In his „Morning Brief“ (#66) he adds, and it gets heavy on numbers, but good. “The BTC market is in the upper part of the regime score neutral zone, which has historically shown positive expected returns. The current liquidation structure in the futures market suggests a dominance of short closes, which creates additional mechanical pressure in favor of buyers.”

According to the letter, Adler’s regime score is +16.3, i.e. in the +15 to +30 zone. His backtests for 2025 show: in this subzone BTC rose by an average of +3.8% over 30 days, while the -15 to 0 zone brought negative prices. When it becomes “too bullish” (>30), it often becomes dangerous.

Bitcoin Regime Score
Bitcoin Regime Score, Source: @AxelAdlerJr on X

“An important point from the backtesting: the transition into the formal bull regime (+30 and above) has historically coincided with local tops and delivered negative average returns of −3.3% over 7 days.” However, the score currently shows bullish potential: “This means that the current zone of +15 to +30 could be optimal for tactical positions”

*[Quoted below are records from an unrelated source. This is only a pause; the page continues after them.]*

PR #56, opened 2019-12-17
fixing design for tank documents

irina005:


src/app/technical-record/technical-record.component.ts
```diff
@@ -85,7 +94,7 @@ export class TechnicalRecordComponent implements OnInit {
   }[]>;
   tc3Inspections$: Observable<any[]>;
 
-  constructor(private _store: Store<IAppState>, public matDialog: MatDialog) {
+  constructor(private _store: Store<IAppState>, public matDialog: MatDialog, public router: Router) {
```
arupdvsa: we need to use ngrx-router state to tap router actions in effects , that way we can retain the SOLID design's first paradigm , which is separation of concern.

component is related with UI (View) rendering only , while we use effects to respond to changes due to user actions

arupdvsa: please can you remove angular router injection in the component

PR #81, opened 2020-02-06
feature/CVSB-11769 - Technical record refactoring

irina005:
https://jira.dvsacloud.uk/browse/CVSB-11769


src/app/adr-details-view/adr-details-view.component.ts
```diff
@@ -0,0 +1,53 @@
...
+  permittedDangerousGoodsFe$: Observable<string[]>;
+  guidanceNotesFe$: Observable<string[]>;
+
+  constructor(private _store: Store<IAppState>, public techRecHelpers: TechRecordHelpersService) {
+    this.vehicletypes$ = this._store
+      .pipe(select(s => s.vehicleTechRecordModel.vehicleTechRecordModel.metadata.adrDetails.vehicleDetails.typeFe));
+    this.permittedDangerousGoodsFe$ = this._store
+      .pipe(select(s => s.vehicleTechRecordModel.vehicleTechRecordModel.metadata.adrDetails.permittedDangerousGoodsFe));
+    this.guidanceNotesFe$ = this._store
+      .pipe(select( s => s.vehicleTechRecordModel.vehicleTechRecordModel.metadata.adrDetails.additionalNotes.guidanceNotesFe));
```
rspasici: move those into ngOnInit method [https://ultimatecourses.com/blog/angular-constructor-ngoninit-lifecycle-hook](Constructor vs ngOnInit)

src/app/adr-details-view/adr-details-view.component.ts
```diff
@@ -0,0 +1,53 @@
...
+import {DownloadDocumentFileAction} from '@app/adr-details-form/store/adrDetails.actions';
+import {select, Store} from '@ngrx/store';
+import {IAppState} from '@app/adr-details-form/store/adrDetailsForm.state';
+import {Observable} from 'rxjs';
+
+@Component({
+  selector: 'vtm-adr-details-view',
+  templateUrl: './adr-details-view.component.html',
+  styleUrls: ['./adr-details-view.component.scss'],
+  encapsulation: ViewEncapsulation.Emulated,
```
rspasici: i don't think we need those. emulated is the default option
https://angular.io/api/core/ViewEncapsulation

src/app/body/body.component.html
```diff
@@ -0,0 +1,47 @@
+<dl class="technical-record-sub-details govuk-summary-list ">
```
rspasici: This file should be unde technical record folder, not the root app folder

src/app/notes/notes.component.scss
```diff
@@ -0,0 +1 @@
+@import "src/app/app.component.scss";
```
rspasici: this is not needed here (nor into other components) if there style are in app.component. if it doesn't work that way just import in into styleUrls in the `component.ts` file, but as i said, `@imports` into component styles are only for importing styles from 3rd party libraries, not our own styles

src/app/technical-record-search/technical-record-search.component.scss
```diff
@@ -1,4 +1,5 @@
 @import "node_modules/govuk-frontend/govuk/all";
```
rspasici: also i do not think you need this if you just `@import` from the root style of the app `app.component.scss`

src/app/test-history/test-history.component.html
```diff
@@ -0,0 +1,42 @@
...
+    <tbody class="govuk-table__body">
+    <tr>
+      <td>-</td>
+      <td>-</td>
+      <td>-</td>
+      <td>-</td>
+      <td>-</td>
+    </tr>
+    </tbody>
+  </ng-template>
```
rspasici: why do we need this ?

src/app/vehicle-summary/vehicle-summary.component.ts
```diff
@@ -0,0 +1,30 @@
...
+export class VehicleSummaryComponent implements OnInit {
+
+  @Input() activeRecord: any;
+
+  constructor(public techRecHelpers: TechRecordHelpersService) { }
+
+  ngOnInit() {
+  }
+
+  public axlesHasNoParkingBrakeMrk(axles) {
```
rspasici: add `:boolean` at the end. also why is this public ?

src/app/adr-details-view/adr-details-view.component.ts
irina005: This is the way Angular generated my component

src/app/test-history/test-history.component.html
irina005: This template is displayed when there are no results in testResultJson

src/app/vehicle-summary/vehicle-summary.component.ts
irina005: Done

src/app/adr-details-view/adr-details-view.component.ts
rspasici: you can choose a path when you create angular component
https://stackoverflow.com/questions/42144953/how-can-i-change-the-path-of-component-generation-to-current-path-in-angular-cli

src/app/test-history/test-history.component.html
m-ujaffer: The default template should not be a hardcoded row. It should be mapped to the actual testResult object and the initialState of the object would be using the pipe which we can add for the "-".

PR #86, opened 2020-02-14
feature/CVSB-10139 - As the DVSA, we want to be able to search for a vehicle before creating

irina005:
https://jira.dvsacloud.uk/browse/CVSB-10139


src/app/technical-record-create/technical-record-create.component.ts
```diff
@@ -7,10 +14,37 @@ import { Component, OnInit, ChangeDetectionStrategy } from '@angular/core';
...
+      vrmControl.setValidators([Validators.minLength(1), Validators.maxLength(8)]);
+    }
+    vrmControl.updateValueAndValidity();
+  }
+
+  onSubmit() {
+    this._store.dispatch(new SetVehicleTechRecordModelVinOnCreate({
+      vin: this.createTechRecordForm.get('vin').value,
+      vrm: this.createTechRecordForm.get('vrm').value,
+      vType: this.createTechRecordForm.get('vehicleType').value
```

The US ETF market remains the most important demand driver for the Bitcoin price and sounds less like a bear market than like long-term adoption.

Senior Bloomberg-ETF-Analyst Eric Balchunas wrote on Friday via

IBIT is the sixth best performing ETF in 2026
IBIT is the 6th best performing ETF in 2026 | Source: @EricBalchunas on X

And then the sentence that sticks: “That’s a really good sign in the long term, in my opinion. If you do $25 billion in a bad year, imagine the flow potential in a good year.”